Voltaire and Rousseau

As in a Greek tragedy, Westerners who announced they would bomb Syria within the hour have done nothing but tear each other apart. "Those whom the Gods would destroy, they first make mad," said Euripides.

On one side, the leaders of the permanent member states of the Security Council, Barack Obama, David Cameron and Francois Hollande; on the other, their peoples. On the one hand, hubris (ὕβρις), the excesses of the last great colonial powers, on the other, the Light of Reason. Facing them, the Syrians, quiet and enduring, and their allies, Russians and Iranians, on watch.

The piece being played is not just another episode of world domination, but is a pivotal moment in that history has not known since 1956 and the victory of Nasser at the Suez Canal . At the time, the United Kingdom, France and Israel had to give up their colonial dream. Certainly, there were still the wars in Algeria, Vietnam and the end of apartheid in South Africa, but the momentum placing the West at the head of the world had collapsed.

This dream, however, was revived by George W. Bush’s conquest of Iraq. Seeing their economies falter and believing in the imminent disappearance of crude oil (according to the theory of "peak oil"), U.S. multinationals used Allied armies to re-colonize the East. During one year, a private company, the Coalition Provisional Authority, ruled and plundered Iraq. This dream was to continue in Libya, Syria and Lebanon, then Somalia and Sudan, before culminating in Iran, according to the revelations of General Wesley Clark, former commander of NATO.

However, the Iraqi experience will have shown that even after years of war against Iran and years of sanctions both draining the lifeblood of a nation, it is not possible to colonize an educated people. The difference in status between the occidental powers knowing to read and write and mastering gunpowder, and the rest of the world has disappeared. And even the most ignorant people watch television and think about international relations.
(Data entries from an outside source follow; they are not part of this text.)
PR #138, opened 2017-10-03
Strip '-src' from `$wp_version` for more accurate version comparison

### LINKED ISSUE #135: Ignore differences to $wp_version revision number when wordpress-develop (src) is deployed

danielbachhuber:
Fixes #135
See original conversion in #136 and discovery with tests in https://github.com/wp-cli/wp-cli/pull/4395

### DIFF
--- a/wp-content/mu-plugins/pantheon/pantheon-updates.php
+++ b/wp-content/mu-plugins/pantheon/pantheon-updates.php
@@ -37,7 +37,7 @@ function _pantheon_wordpress_update_available() {
 	include( ABSPATH . WPINC . '/version.php' );
 	
 	// Return true if our version is not the latest
-	return version_compare( $latest_wp_version, $wp_version, '>' );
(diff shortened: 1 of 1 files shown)


ataylorme:
+1, stripping `src` allows `version_compare` to work. `alpha` and `beta` can also be in the version number but are supported by `version_compare`

danielbachhuber:
@greg-1-anderson Was this included in the 4.9 release?

PR #140, opened 2017-10-31
Only show the WordPress core update nag if it's available in the Pantheon upstream

ataylorme:
There is a delay between when a WordPress release comes out and when it is merged into this repository. This results in our custom update nag being displayed during this gap and prompts users to update their upstream when the update isn't available.

pantheon-wordpress-update-nag

This pull request checks the GitHub API for a new tag in this repository to determine if a WordPress update is available, rather than the default WordPress behavior of checking WordPress.org.


ataylorme:
@greg-1-anderson happy to discuss this. I also have it applied to a multidev for review though the gap causing the issue is now over.

greg-1-anderson:
https://api.github.com is rate-limited. Do you know how often this function is called? Too many WordPress sites on one app server and we'd exceed the rate-limit, causing errors.

Maybe we could use the updatinator site as a mutex. Instead of hitting the GitHub API, curl updatinator. Then, on the uppdatinator site, we could return the cached result if available, or make a call through to the github API if we haven't done so in the last minute or so. Then we'd have up-to-date answers and no risk of going over the rate limit.

wp-content/mu-plugins/pantheon/pantheon-updates.php
```diff
@@ -3,39 +3,64 @@
...
+		if( ! is_wp_error( $response ) && 200 === $response['response']['code'] ){
+			$latest_tag_obj = end( json_decode( $response['body'] ) );
+			$pantheon_latest_wp_version = basename( $latest_tag_obj->ref );
+		} else {
+			$pantheon_latest_wp_version = $wp_version;
+		}
 
-	if( ! is_array($core_updates) || empty($core_updates) || ! property_exists($core_updates[0], 'current' ) ){
-		return null;
+		set_transient( 'pantheon_latest_wp_version', $pantheon_latest_wp_version, HOUR_IN_SECONDS );
```
ataylorme: > https://api.github.com is rate-limited. Do you know how often this function is called? Too many WordPress sites on one app server and we'd exceed the rate-limit, causing errors.

@greg-1-anderson I'm setting a WordPress transient (option that expires) stashing the Pantheon WordPress version tag from GitHub for an hour. The anonymous rate limit is 60 calls per hour. I expect ~3 per hour using the transient.

That being said caching our own value with updatinator seems like a great idea. Is that project in a state where it's able to handle such a task?

wp-content/mu-plugins/pantheon/pantheon-updates.php
```diff
@@ -3,39 +3,64 @@
...
+// Get the latest WordPress version tagged in the Pantheon upstream on GitHub
 function _pantheon_get_latest_wordpress_version() {
-	$core_updates = get_core_updates( array('dismissed' => false) );
+	$pantheon_latest_wp_version = get_transient( 'pantheon_latest_wp_version' );
+
+	if( false === $pantheon_latest_wp_version ){
+		$github_api_pantheon_upstream_tags_url = "https://api.github.com/repos/pantheon-systems/WordPress/git/refs/tags";
+		$response = wp_remote_get( $github_api_pantheon_upstream_tags_url );
+
+		if( ! is_wp_error( $response ) && 200 === $response['response']['code'] ){
```
ataylorme: Also wanted to note if we receive anything but a `200` response from GitHub the current version of WordPress the site is using is returned. This will allow things to function successfully even if rate limits are hit or GitHub returns an error.

In that scenario it would still be about an hour for the rate limit to reset and the updated value to show the nag in the dashboard. The hour delay (for the transient or rate limit reset) only apply to the WordPress dashboard nag. The prompt to update on the Pantheon dashboard will still remain.

wp-content/mu-plugins/pantheon/pantheon-updates.php
```diff
@@ -3,39 +3,64 @@
...
 }
 
-// Get the latest WordPress version
+// Get the latest WordPress version tagged in the Pantheon upstream on GitHub
 function _pantheon_get_latest_wordpress_version() {
-	$core_updates = get_core_updates( array('dismissed' => false) );
+	$pantheon_latest_wp_version = get_transient( 'pantheon_latest_wp_version' );
+
+	if( false === $pantheon_latest_wp_version ){
+		$github_api_pantheon_upstream_tags_url = "https://api.github.com/repos/pantheon-systems/WordPress/git/refs/tags";
```
ataylorme: Perhaps we should make this filterable for folks using a custom upstream.

wp-content/mu-plugins/pantheon/pantheon-updates.php
greg-1-anderson: "I don't know" is a good fallback strategy here.

wp-content/mu-plugins/pantheon/pantheon-updates.php
greg-1-anderson: I think GitHub rate limiting is per-IP address, so ~3 per hour times the number of WordPress sites running on the endpoint, plus all of the anonymous calls made by all customers using any CMS for any purpose.

If we instead called out to our own private endpoint, we could make the corresponding API call using our own credentials. Not only is the rate limit higher in this case, but more importantly, we are then in our own "pool" of requests, so we will get an answer even if some other site has exhausted the limit.

As far as Updatinator is concerned, I made a back-end site for it based on Contenta and the example-drops-8-composer repository. This would make a convenient place to add more REST endpoints for whatever purpose. This would be the first actual use, but given that the site is backed by a pull-request workflow, I think it would be maintainable.

I am hoping that at some point in the not-so-distant future to use this back end to provide other services as well.

ataylorme: @greg-1-anderson let's go for it then. Let me know how I can help. I'll refactor this PR once we have an endpoint. Happy to chip in on the updatinator side as well.

wp-content/mu-plugins/pantheon/pantheon-updates.php
greg-1-anderson: Is the custom upstream exposed by the Pantheon platform to the WordPress site? It would be better to handle this automatically for the user rather than make everyone with a custom upstream write a hook.

If we can't tell what the custom upstream is, I'd suggest that we solve this only for Pantheon's upstream for now, and leave custom upstreams as follow-on work.

ataylorme: I'm not sure if we can tell what the upstream is. I don't see it in [environment variables](https://pantheon.io/docs/read-environment-config/) and am not sure how much work it would be to add.

My concern here is if folks fork our upstream for a custom upstream they will get this `mu-plugin` and the update nag. If we can't detect the upstream we won't be able to automatically opt out for custom upstreams.

A WordPress filter would at least let them update manually without hacking the file. We could also create a filter to fire the nag at all, defaulting to `true` but allowing an override. This would be useful for sites where WordPress is installed with Composer, pushed from CI or other means besides merging the Pantheon upstream directly on the dashboard.

greg-1-anderson: Today's behavior is that users with a custom upstream will get an update nag when WordPress core has an update available, but Pantheon does not yet have a release available and therefore there is no update available for their custom upstream. In this case, they can do nothing.

With this PR, folks will not get the nag until Pantheon has a release available. If there is not yet a release available for the custom upstream, at least the user can now go and update the upstream.

If we did as you suggest and remove the nag until the custom upstream has an update available, then perhaps the utility of the nag would be eliminated, as the user might not know that they need to update the upstream.

I also see the utility in what you suggest. I think we should move forward just making this one step better (tying the nag with the availability of Pantheon's update), and then evaluate the use-case for improving the nag and how to implement it as a follow-on task. I think that most agencies are not going to want to patch their WordPress sites just to optimize the nag message; they're going to want us to do that for them. But let's discuss that separately.

greg-1-anderson:
Since the availability of the upstream update is available in the Pantheon dashboard, maybe we should just disable the nag completely, maybe replacing it with a link to the dashboard. I'm just thinking that the number of permuatations, with custom upstreams, composer-managed sites & etc. makes it imprudent to try to duplicate all of that checking here.

ataylorme:
> Since the availability of the upstream update is available in the Pantheon dashboard, maybe we should just disable the nag completely, maybe replacing it with a link to the dashboard.

The current nag does link to the dashboard. Are you saying remove the nag part and just have a dashboard link?

greg-1-anderson:
Yes, exactly - do not advertise whether or not an upgrade is available, and include the link to the dashboard invariantly.

joshkoenig:
I would support leaving it in, but possibly add some context on what to do if you don't see an update in your dashboard.

Super gold star idea: it should be possible for the environment itself to know whether it has upstream updates pending. Providing this context would allow us to deliver a much better user experience:

- If the user is on a standard upstream, but there are no updates available, tell them to check the Pantheon dashboard or contact support if they are in a hurry.
- If the user is on a custom upstream, provide that context and let them know that they may need to contact the maintainer of said upstream in order to get the update.
- If a composer upstream is detected, provide some more specific direction for that context.

ataylorme:
@joshkoenig that would be ideal but I don't believe the status of upstream updates is publicly available for us to query from WordPress. It's available via Terminus but requires authentication. If the product team is willing to work with me to make the upstream update information available to WordPress I'm happy to customize the message further.

danielbachhuber:
> that would be ideal but I don't believe the status of upstream updates is publicly available for us to query from WordPress.

Is it available through the Omnibus API (or equivalent)? See https://github.com/pantheon-systems/pantheon-hud/blob/master/inc/class-api.php#L10

ataylorme:
> Is it available through the Omnibus API (or equivalent)?

A user authenticated in WordPress is not necessarily authenticated with the Pantheon dashboard/API. Specifically this nag is helpful when folks visit the WordPress dashboard more often than the Pantheon dashboard and may miss knowing there is an upstream update available if the only notification is on the Pantheon dashboard.

danielbachhuber:
> A user authenticated in WordPress is not necessarily authenticated with the Pantheon dashboard/API.

The container can access this data though, no?

ataylorme:
I think a new `ENV` global like `PANTHEON_DEFAULT_UPSTREAM` being set to `true` or `false` would solve this but that's adding more work and would require help outside of @greg-1-anderson and myself.

joshkoenig:
@danielbachhuber is correct. The same API call a user makes to the dashboard can be done from a container with the `self` scope. 

This could be a new issue since it's more/new/different work, but basically make an omni API call to `sites/self/code-upstream-updates` and the response will contain a section like this:

```
  "dev": {
    "has_code": true,
    "is_up_to_date_with_upstream": false
  }
```

That could be used.

ataylorme:
@danielbachhuber I was able to get this working with the following:

```php
$api_url = 'https://api.live.getpantheon.com/sites/self/code-upstream-updates';
$api_response = pantheon_curl($api_url, null, 8443);
$data = json_decode($api_response['body']);
```

danielbachhuber:
Closing in favor of #212

PR #149, opened 2018-02-06
Add target="_blank" to pantheon dashboard link

IvanZugec:
It's best to add target="_blank" to the "Please update from your Pantheon dashboard." so we don't lose what's been worked on the page.


nullvariable:
Thanks for the PR! For some reason this was overlooked, but it looks like in the [more recent version](https://github.com/pantheon-systems/WordPress/blob/master/wp-content/mu-plugins/pantheon/pantheon-updates.php#L112) of this plugin that the `target="_blank"` approach has been used.

@greg-1-anderson this one can be closed.

PR #163, opened 2018-06-06
Skip code that disables update checks on test/live when called from CLI

greg-1-anderson:
… so that update checks still happen when dashboard status panel checks update status via wp-cli.

https://getpantheon.atlassian.net/browse/BUGS-1846


greg-1-anderson:
This shipped with #165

This paradigm has a corollary: the Western peoples are not bloodthirsty. Sure of their superiority they set out to assault the world and came back bruised. Today, they refuse to reembark upon this criminal adventure for the sole benefit of their captains of industry. This is the meaning of the vote in the House of Commons rejecting a motion to attack Syria submitted by David Cameron.

Do the people have a clear awareness of their actions? Certainly not. Rare are the Westerners, Europeans and North Americans who have figured out how NATO caused the secession of Benghazi, making it pass for a revolution against Muammar el- Qaddafi, before crushing the country under a deluge of bombs. Rare are those who recognized the green, white and black flag of the Free Syrian Army as that of the French colonization. Yet everyone knows that this is what it is.
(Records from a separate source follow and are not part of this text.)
PR #167, opened 2018-07-05
Set $_SERVER['HTTPS']

### LINKED ISSUE #166: $_SERVER['HTTPS'] not set to 'on' in wp-config.php
When [`wp-config.php` checks for HTTPS](https://github.com/pantheon-systems/WordPress/blob/master/wp-config.php#L75:L77) `$_SERVER['HTTPS']` should be redefined to `on` to allow `redirect_canonical()` to function properly with HTTPS. See https://github.com/xwp/pwa-wp/issues/21 for details.

ataylorme:
Set `$_SERVER['HTTPS']` to `on` when HTTPS is detected in `wp-config.php`. Closes #166

### DIFF
--- a/wp-config.php
+++ b/wp-config.php
@@ -74,6 +74,7 @@ else:
         // content warnings.
         if (isset($_SERVER['HTTP_USER_AGENT_HTTPS']) && $_SERVER['HTTP_USER_AGENT_HTTPS'] == 'ON') {
             $scheme = 'https';
+	    $_SERVER['HTTPS'] = 'on';
         }
         define('WP_HOME', $scheme . '://' . $_SERVER['HTTP_HOST']);
         define('WP_SITEURL', $scheme . '://' . $_SERVER['HTTP_HOST']);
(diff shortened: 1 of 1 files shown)


greg-1-anderson:
Ah, you're only 1hr late for 4.9.7.

westonruter:
With this change, I believe the Pantheon docs could be updated to largely eliminate the note about modifying `wp-config.php` to manually redirect. Instead, it could advise to just change the `$scheme` from `http` to `https` so that the `WP_HOME` and `WP_SITEURL` will always use HTTPS. 

Note that an HTTPS site URL will have the effect of automatically turning on `FORCE_SSL_ADMIN`, since the constant is set to `true` in `wp_ssl_constants()` if the `siteurl` is HTTPS.

greg-1-anderson:
This PR was deployed with [WordPress 4.9.8](https://github.com/pantheon-systems/WordPress/pull/171)

PR #177, opened 2018-08-23
Check that SERVER.HTTP_HOST exists before evaluating it

acobster:
Fixes a notice when run in a command-line environment, e.g. with Lando:

```
lando wp user get 1
// PHP Notice:  Undefined index: HTTP_HOST in /app/wp-content/mu-plugins/pantheon/pantheon-login-form-mods.php on line 18
```

### DIFF
--- a/.circleci/.gitignore
+++ b/.circleci/.gitignore
@@ -1,0 +1,4 @@
+.DS_Store
+local.test
+local.env
+local.ssh
--- a/.circleci/behat.yml
+++ b/.circleci/behat.yml
@@ -1,0 +1,14 @@
+# behat.yml
+default:
+  suites:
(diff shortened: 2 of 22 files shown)


acobster:
@greg-1-anderson what's the status of this? Anything I can do to help ship it?

nullvariable:
@greg-1-anderson this appears to be incorporated in the latest code at 
https://github.com/pantheon-systems/WordPress/blob/default/wp-content/mu-plugins/pantheon/pantheon-login-form-mods.php#L18

So I believe that we can close this PR

pwtyler:
Yep, looks like this was fixed in #196. Thanks, @nullvariable.

PR #180, opened 2018-10-16
Don't set "cache-control: public" for logged-in users

stevector:
@greg-1-anderson, @ataylorme, I was recently troubleshooting caching problems on a WordPress site and was surprised to see `cache-control | public, max-age=600` while looking at a logged-in response.

Our plugin sets that header outside of admin pages. That seems like a bad idea since logged-in requests to non `/admin` pages should be private too. I suspect that this issue has never been reported because the session cookie causes the behavior to be the same.

In the case of the site I was troubleshooting there were content editors who needed to to hard-refreshes of post pages after editing the posts in order to see their changes. I suspect there are more factors in play for that site.

Do you know of any reason it'd be appropriate to set this header for logged-in users? To reproduce, you should be able to look at headers for while logged into any Pantheon WordPress site.

### DIFF
--- a/wp-content/mu-plugins/pantheon/pantheon-page-cache.php
+++ b/wp-content/mu-plugins/pantheon/pantheon-page-cache.php
@@ -92,8 +92,11 @@ class Pantheon_Cache {
 
 		add_action( 'admin_post_pantheon_cache_flush_site',  array( $this, 'flush_site' ) );
 
-		if ( ! is_admin() ) {
+		if ( ! is_admin() && ! is_user_logged_in() ) {
 			add_action( 'send_headers',               array( $this, 'cache_add_headers' ) );
+		}
+		else {
+			add_action( 'send_headers',               array( $this, 'no_cache_add_headers' ) );
 		}
 		add_filter( 'rest_post_dispatch', array( $this, 'filter_rest_post_dispatch_send_cache_control' ), 10, 2 );
 
@@ -263,6 +266,17 @@ class Pantheon_Cache {
 		<?php
 	}
 
+	/**
+	 * Set a stronger cache-control header for admin or logged in requests.
+	 *
+	 * This removes "max-age=0" which could hypothetically be used by
+	 * Varnish on an immediate subsequent request.
+	 *
+	 * @return void
+	 */
+	public function no_cache_add_headers() {
+		header( 'cache-control: no-cache, no-store, must-revalidate');
+	}
 
 	/**
 	 * Add the cache-control header.
@@ -380,7 +394,7 @@ class Pantheon_Cache {
 			# If the path doesn't exist, set it to the null string
 			else {
 				$path = '';
-			}			
+			}
 			if ( '' == $path ) {
 				continue;
 			}
--- a/wp-content/mu-plugins/pantheon/pantheon-page-cache.php
+++ b/wp-content/mu-plugins/pantheon/pantheon-page-cache.php
@@ -275,7 +275,7 @@ class Pantheon_Cache {
 	 * @return void
 	 */
 	public function no_cache_add_headers() {
-		header( 'cache-control: no-cache, no-store, must-revalidate');
+		header( 'cache-control: no-cache, no-store, must-revalidate' );
 	}
 
 	/**
--- a/.circleci/.gitignore
+++ b/.circleci/.gitignore
@@ -1,0 +1,4 @@
+.DS_Store
+local.test
+local.env
+local.ssh
--- a/.circleci/behat.yml
+++ b/.circleci/behat.yml
@@ -1,0 +1,14 @@
+# behat.yml
+default:
+  suites:
+    default:
+      paths:
+        - features
+      contexts:
+        - Behat\MinkExtension\Context\MinkContext
+        - AdminLogIn
+        - ResponseHeader
+  extensions:
+    Behat\MinkExtension:
+      # base_url set by ENV
+      goutte: ~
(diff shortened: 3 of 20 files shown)


wp-content/mu-plugins/pantheon/pantheon-page-cache.php
```diff
@@ -92,7 +92,7 @@ protected function setup() {
 
 		add_action( 'admin_post_pantheon_cache_flush_site',  array( $this, 'flush_site' ) );
 
-		if ( ! is_admin() ) {
+        if ( ! is_user_logged_in() ) {
```
ataylorme: @stevector we should still check `is_admin()` so that `admin-ajax.php` calls aren't cached.

Something like `if ( ! is_admin() && ! is_user_logged_in() ) {`

davidstrauss:
I would consider explicitly adding `Cache-Control: private` for logged-in users.

stevector:
@davidstrauss, with this PR applied the header changes to `cache-control: no-cache, must-revalidate, max-age=0` Is that acceptable? I understand that `private` would be stronger.

davidstrauss:
@stevector Combining `no-cache` with `max-age` is probably inadvisable. The latter specifies aspects of the behavior forbidden by `no-cache`. I'm concerned about the resulting behavior if a browser or cache happened to treat the latter directive as an indicator that caching is actually desired. (I haven't checked the RFC to see what the behavior should be.) For example, some proxies interpret `max-age=0` to allow shared immediate use; Varnish is one such proxy.

`Cache-Control: private` is weaker than `Cache-Control: no-cache`, as the former only forbids reuse of the cache item in a shared proxy (including reverse proxies and CDNs). The latter forbids caching in the browser as well.

The best practice combination to forbid caching is `Cache-Control: no-cache, no-store, must-revalidate`.

stevector:
@davidstrauss thanks for the insight! I've updated the PR to set a stronger header.

dashifen-gu:
We ran into the hard-refresh after a page edit that brought about this patch, I think, based on an email chain between a prior employee and you all.  Due to a `.gitignore` mix up, we ended up not applying the patch to our build and wanted to let you all know that we immediately encountered that same hard-refresh need again.  We thought we'd check-in to see if this might ever be merged into the plugin itself or if we should continue to include the patch in our build process?

ataylorme:
@stevector any reason this PR includes a `.circleci` directory? If not I would like to amend it to only include the changes to `wp-content/mu-plugins/pantheon/pantheon-page-cache.php`

westonruter:
Would this explain an issue we've seen where editing a post in Gutenberg and clicking Preview does not result in the changes appearing in the Preview unless you do a hard-reload?

Video: https://youtu.be/E4zp9plVIQc

The preview document surprisingly shows as being `(from disk cache)`:

image

westonruter:
I applied this patch to the multidev environment we experienced this on, and it has fixed the issue.

stevector:
Thanks @ataylorme, I'm not sure why I started the branch to include those `.circleci` changes.

ataylorme:
It seems rebasing is conflicted. I may reset and force push this branch or start a new one

greg-1-anderson:
GitHub seems to be confused; all of those files it is showing in the .circleci directory on this branch already exist with the same content of the default branch, that this PR merges into. Maybe the branch was originally forked from master? Not sure what caused the confusion.

greg-1-anderson:
+1 on starting a new branch forked from default with just the changes you want. That should in theory clean things up.

ataylorme:
@greg-1-anderson I deleted the branch locally, re-created from `default`, and made the single file change/commit then force pushed. Should be good for review now.

Hoping to get this in for the upcoming WordPress `5.2.2` release.

greg-1-anderson:
It is difficult to get pull requests into upcoming WordPress releases.

- To make it easy: https://getpantheon.atlassian.net/browse/CORE-1187
- Failing that, make sure that a link to this PR (or any other PR desired for a release) is added to the JIRA card before that card is estimated and pulled into a sprint.

If there is no JIRA card made in advance of a release, then I'll end up doing the release as interrupt work to meet our SLA, and I won't have time to review PRs and decide if they are safe to merge into the new release.

wp-content/mu-plugins/pantheon/pantheon-page-cache.php
```diff
@@ -263,6 +266,17 @@ public function view_settings_page() {
...
+	/**
+	 * Set a stronger cache-control header for admin or logged in requests.
+	 *
+	 * This removes "max-age=0" which could hypothetically be used by
+	 * Varnish on an immediate subsequent request.
+	 *
+	 * @return void
+	 */
+	public function no_cache_add_headers() {
+		header( 'cache-control: no-cache, no-store, must-revalidate');
```
davidstrauss: It looks like there should be a corresponding space by the closing parenthesis (for symmetry).

ataylorme: Updated

ataylorme:
@greg-1-anderson with `CORE-1187` complete can this be merged into the `default` branch?

greg-1-anderson:
@ataylorme Could you re-roll so that the .circleci files are not shown as additions? Also, since "Rebase and merge" is the only option in this repository, could you please squash down to a single commit? Thanks.

ataylorme:
Closing this in favor of #213 that has a single commit and doesn't change CircleCI files.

The communication from Downing Street and the White House is stupefyingly arrogant. In their note on the legality of the war, the services of the British Prime Minister stressed that the United Kingdom can intervene outside of a mandate from the Security Council to prevent the commission of a crime, provided that this intervention be directed exclusively towards this goal and be proportional to the threat. But how can we claim to prevent an army’s use of chemical weapons by bombing their country?

The White House, for its part, issued a memorandum from its intelligence services assuring they have "certainty" of the use of chemical weapons by Syria. Was it necessary to spend more than 50 billion dollars a year to give birth to a conspiracy theory devoid of the slightest tangible evidence? In 2001 and 2003, accusation was law. Colin Powell could attack Afghanistan by promising to provide further evidence of the involvement of the Taliban in the attacks of September 11, and never transmit it to the Security Council. He could have it listen to false telephone interceptions and brandish a vial of fake anthrax before razing Iraq and apologizing for his lies. But the West today faces the contradictions between supporters of colonization and the Enlightenment .

What is playing out in Syria is really the future of the world. The leaders of Western states, ever in pursuit of profit and power, are no longer able to exploit their people and are turning their ambitions outward. They are disowned by the representatives of their people. The vote of the British would no doubt also be that of the French, if the National Assembly was called upon to decide, and will perhaps be that of the United States, when Congress is consulted.

Meanwhile, rather than resolving their internal economic problems, Washington, London and Paris rivalize with bombastic and bellicose statements, devouring each other on the ruins of their extinguished glories.